Despite the clear association between development of drug resistance and DNA hypermethylation, it remains unclear whether DNA hypermethylation contributes to the development of drug resistance or whether it is solely a characteristic of the resistant phenotype. With this aim, MCF-7/Adr cells were transfected with antisense oligonucleotides against each of the dnmt genes. After 72 h of antisense treatment, once lack or a strong diminishing of respective transcripts was confirmed in cells (Figure 4a), global DNA methylation was assessed, as well as viability with and without adriamycin treatment. Results indicate that while treated cells with mismatch oligonucleotides exhibited no growth inhibition with or without adriamycin, the sole knocking out of dnmts in MCF-7/Adr cells led to a small growth inhibition that, nonetheless, increased when these cells were treated with adriamycin, as shown in Figure 4c. Interestingly, adriamycin sensitivity was more evident in dnmt1-, and less evident in -b, antisense-treated cells. Sensitivity to adriamycin by means of antisense treatment correlated with decreased global methylation (Figure 4b).

Because MCF-7/Adr antisense treatment not only leads to DNA demethylation but also to reversal of resistance, we sought to determine whether the demethylating agent hydralazine could also be able to restore sensitivity to adriamycin. First, we measured the DNA methyltransferase activity in MCF-7/Adr cells after hydralazine treatment. Results demonstrate that hydralazine induces dose-dependent decreases in DNA methyltransferase enzymatic activity, a 30% decrease at 10 μM, the dose used for demethylation in cell culture experiments (Figure 5a), and that it also reduces the global DNA methylation level to that observed in wild-type MCF-7 cells (Figures 5b,5c,5d). As expected, cell viability experiments showed that hydralazine rendered MCF-7/Adr cells sensitive to adriamycin at a level indistinguishable to that of wild-type MCF-7. This restoration of sensitivity by hydralazine was also observed when cells were treated with paclitaxel, on which adriamycin-resistant cells showed cross-resistance (Figure 6).

It is widely known that the MCF-7/Adr model expresses the mdr-phenotype characterized by mdr1 gene and protein over-expression. To gain further insight into the role that mdr plays in comparison with DNA hypermethylation for chemoresistance in this model, we decided to determine to what extent verapamil, a known allosteric inhibitor of the mdr protein, could reverse adriamycin resistance in MCF-7/Adr cells. As shown in Figure 7a, adriamycin accumulation in MCF-7/Adr cells was almost none.

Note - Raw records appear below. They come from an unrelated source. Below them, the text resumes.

PR #9188, opened 2023-08-03
[v1.18.x] prov/efa: remove rxr_rm_tx/rx_cq_check()

sunkuamzn:
rxr_rm_cq_check() check whether util_cq is overflow, and set the RXR_RM_TX/RX_CQ_FULL flag.

If the flags are full, fi_send/read/write/atomic will return -FI_EAGAIN.

The code as is does not work, because when -FI_EAGAIN is returned, progress engine is not called so if the RXR_RM_TX/RX_CQ_FULL flag is ever set, an application will hang.

Meanwhile, the check itself is not necesary because util_cq can handle the situation that CQ is full
by writing overflow CQ entry.

Therefore, this patch remove the code from critical code path.

Reimplementation of commit 1de4f5a9032cd3b2df0cca128735b95dd4a1b5d2

### DIFF
--- a/prov/efa/src/rdm/rxr_atomic.c
+++ b/prov/efa/src/rdm/rxr_atomic.c
@@ -139,11 +139,6 @@ ssize_t rxr_atomic_generic_efa(struct rxr_ep *rxr_ep,
 
 	ofi_mutex_lock(&rxr_ep->base_ep.util_ep.lock);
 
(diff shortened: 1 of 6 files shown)


shijin-aws (approved):

lrbison (approved):

sunkuamzn:
bot:aws:retest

As expected, resistant verapamil-treated cells experienced an increase in intracellular adriamycin accumulation comparable to that with hydralazine. As there is no data to suggest direct interaction of hydralazine with mdr protein, we sought to determine whether hydralazine by its demethylating effect could inhibit mdr1 gene expression. Results demonstrate that hydralazine decreases rather than increases expression of the mdr1 (Figure 7b). Our data demonstrates that hydralazine by its effect on mdr1 gene expression increased cellular accumulation of adriamycin to the same extent as verapamil; hence, we decided to compare the individual ability of these compounds to reverse resistance to adriamycin. Interestingly, the results showed that despite that both drugs led to comparable accumulation of adriamycin, hydralazine rendered MCF-7/Adr more susceptible to adriamycin than verapamil (Figure 7c).